Results: The mean time between initial surgery and recurrent surgery was 93.1 months and the mean time between RT and surgery was 8.8 months. Tumor enlargement was observed in the most cases (group A, n = 8; group B, n = 3). Clinical findings before surgery were hearing loss (group A, n = 13; group B, n = 3), facial palsy (group A, n = 10; group B, n = 2), and disequilibrium (group A, n = 3; group B, n = 3). All patients underwent microsurgical resection via the retrosigmoid approach. Total resection was achieved in 10 patients of group A and 4 patients of group B. The tumor was more difficult to resect, particularly due to increased firmness in the consistency of the tumors and increased adhesions to surrounding tissues.
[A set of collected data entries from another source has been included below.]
PR #1765, opened 2020-03-14
Issue1583 map editor

SJuliez:
- Removed tileManager.loadAllHexes() from a boardview event handler. This line creates long load times (10s or more, was I the only one having this?). In everything I did (start games, load games, MapEditor, change tileset) it did not seem to make a difference. AFAIK the tileset images load individually whenever necessary. Tileset changes are handled elsewhere.

- Bridge:0 is now correctly marked as invalid and the MapEditor will not write it to the map.

- The board now reports a BUILDING hex that has forced exits and an exit to an adjacent BUILDING hex of different type (e.g. building:2 and building:1) or different class (BLDG_CLASS:) as invalid. The hexes themselves can't be marked easily because a hex cannot make this validation.

- Using board validation in the MapEditor will now call board.initializeHex on all hexes which will restructure all exitable terrains that do not have forced exits wherever necessary. This autocorrects buildings, roads and bridges and the like. If the user has checked the "Exits" checkbox (forcing the exits) on a hex then that hex will not be corrected but may report as invalid.

- Saving a board in the MapEditor (Save or Save As) will now first run board validation (as above). This means it will autocorrect building and road connection issues and report errors if there are any. It will then save the board anyway but at least the user has been notified of problems.
_Note: This autocorrection may change building and road hexes. This may remove things the user wanted to keep such as mixed buildings and cut off roads. But loading a board will run InitializeHex on all hexes removing these things anyway.  Therefore, as far as I can make out, all the changes that happen now before saving are unavoidable. So better make them visible to the user right away._

- Replaced tabs with white space and changed some comments and moved definitions around. And curiously I found Building.defaultCF but still dont know where in the rules the value of 120 for a hardened building comes from.


megamek/src/megamek/client/ui/swing/boardview/BoardView1.java
```diff
@@ -5120,7 +5120,7 @@ public synchronized void boardChangedHex(BoardEvent b) {
      */
     public synchronized void boardChangedAllHexes(BoardEvent b) {
         clearHexImageCache();
-        tileManager.loadAllHexes();
+//        tileManager.loadAllHexes(); Creates long load times and seems unnecessary
```
Windchild292: Then why keep the code?

megamek/src/megamek/common/Building.java
```diff
@@ -33,13 +33,21 @@
...
 public class Building implements Serializable {
 
-    // Private attributes and helper functions.
-
-    /**
-     *
-     */
     private static final long serialVersionUID = -8236017592012683793L;
 
+    // The Building Types
```
Windchild292: UNKNOWN should probably be moved up here from line 235.

megamek/src/megamek/common/Building.java
```diff
@@ -51,16 +59,19 @@
...
      * The Basement type of the building.
      */
     private Map<Coords,BasementType> basement = new HashMap<Coords,BasementType>();
+    
     /**
-     * the class of the building
+     * The Building Class of the building; equal to the terrain elevation of the BUILDING CLASS terrain of a hex.
+     * Types: STANDARD, HANGAR, FORTRESS, GUN_EMPLACEMENT 
      */
     private int bldgClass = Building.STANDARD;
```
Windchild292: Maybe move this to be listed under the classes instead of having a comment that might go out of date?

megamek/src/megamek/common/Building.java
```diff
@@ -51,16 +59,19 @@
     private Vector<Coords> coordinates = new Vector<Coords>();
 
     /**
-     * The construction type of the building.
+     * The Construction Type of the building; equal to the terrain elevation of the BUILDING terrain of a hex.
+     * Types: LIGHT, MEDIUM, HEAVY, HARDENED, WALL
      */
     private int type = Building.UNKNOWN;
```
Windchild292: Maybe move this to be under the list of types instead of a comment?

megamek/src/megamek/client/ui/swing/BoardEditor.java
```diff
@@ -1440,12 +1440,32 @@ public String getDescription() {
...
      * "save as"; otherwise, saves the board to the specified file.
      */
     private void boardSave() {
+        // First, correct connection issues and do a validation.
+        correctExits();
+        StringBuffer errBuff = new StringBuffer();
+        board.isValid(errBuff);
+        if (errBuff.length() > 0) {
+            showBoardValidationReport(errBuff);
+        }
```
Windchild292: Why use a StringBuffer? Does this require thread safety?

megamek/src/megamek/common/Board.java
```diff
@@ -971,12 +971,40 @@ private boolean isValid(IHex[] data, int width, int height, StringBuffer errBuff
...
+                
+                // Multi-hex problems 
+                // A building hex must only have exits to other building hexes of the same Building Type and Class
+                if (hex.containsTerrain(Terrains.BUILDING) && hex.getTerrain(Terrains.BUILDING).hasExitsSpecified()) {
+                    for (int dir = 0; dir < 6; dir++) {
+                        IHex adjHex = getHexInDir(x, y, dir);
+                        if (adjHex != null 
+                                && adjHex.containsTerrain(Terrains.BUILDING) 
+                                && hex.containsTerrainExit(Terrains.BUILDING, dir)) 
+                        {
```
Windchild292:
```suggestion
                                && hex.containsTerrainExit(Terrains.BUILDING, dir)) {
```

megamek/src/megamek/common/Board.java
```diff
@@ -971,12 +971,40 @@ private boolean isValid(IHex[] data, int width, int height, StringBuffer errBuff
                 }
                 StringBuffer currBuff = new StringBuffer();
                 boolean valid = hex.isValid(currBuff);
+                
+                // Multi-hex problems 
+                // A building hex must only have exits to other building hexes of the same Building Type and Class
+                if (hex.containsTerrain(Terrains.BUILDING) && hex.getTerrain(Terrains.BUILDING).hasExitsSpecified()) {
+                    for (int dir = 0; dir < 6; dir++) {
+                        IHex adjHex = getHexInDir(x, y, dir);
+                        if (adjHex != null
```
Windchild292:
```suggestion
                        if ((adjHex != null) 
```

megamek/src/megamek/common/Board.java
```diff
@@ -971,12 +971,40 @@ private boolean isValid(IHex[] data, int width, int height, StringBuffer errBuff
...
+                                && adjHex.containsTerrain(Terrains.BUILDING) 
+                                && hex.containsTerrainExit(Terrains.BUILDING, dir)) 
+                        {
+                            if (adjHex.getTerrain(Terrains.BUILDING).getLevel() != hex.getTerrain(Terrains.BUILDING).getLevel()) {
+                                valid = false;
+                                currBuff.append("Building has an exit to a building of another Building Type (Light, Medium...).\n");
+                            }
+                            if (hex.containsTerrain(Terrains.BLDG_CLASS) 
+                                    && ((adjHex.containsTerrain(Terrains.BLDG_CLASS) 
+                                            && adjHex.getTerrain(Terrains.BLDG_CLASS).getLevel() != hex.getTerrain(Terrains.BLDG_CLASS).getLevel())
```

Despite of such difficulties, anatomic preservation of the facial nerve could be achieved in nearly all patients (group A, n = 14; group B, n = 6). In 3 patients of group A, facial palsy deteriorated postoperatively and 2 patients exhibited new facial palsy. One patient had developed hearing loss following tumor resection. One patient of group B experienced deterioration of facial palsy after surgery. In 3 patients of group B with preoperative normal hearing and facial function, the preoperative function was preserved.

Conclusions: Although microsurgical resection after prior microsurgery or RT is uncommon, in selected cases surgery is necessary in case of tumor enlargement. Despite of increased surgical difficulty, complete tumor removal with preservation of neurological function is still possible. Regarding the facial nerve function, recurrent VS after initial microsurgery demonstrated a poorer outcome compared to those patients, who underwent RT for primary treatment.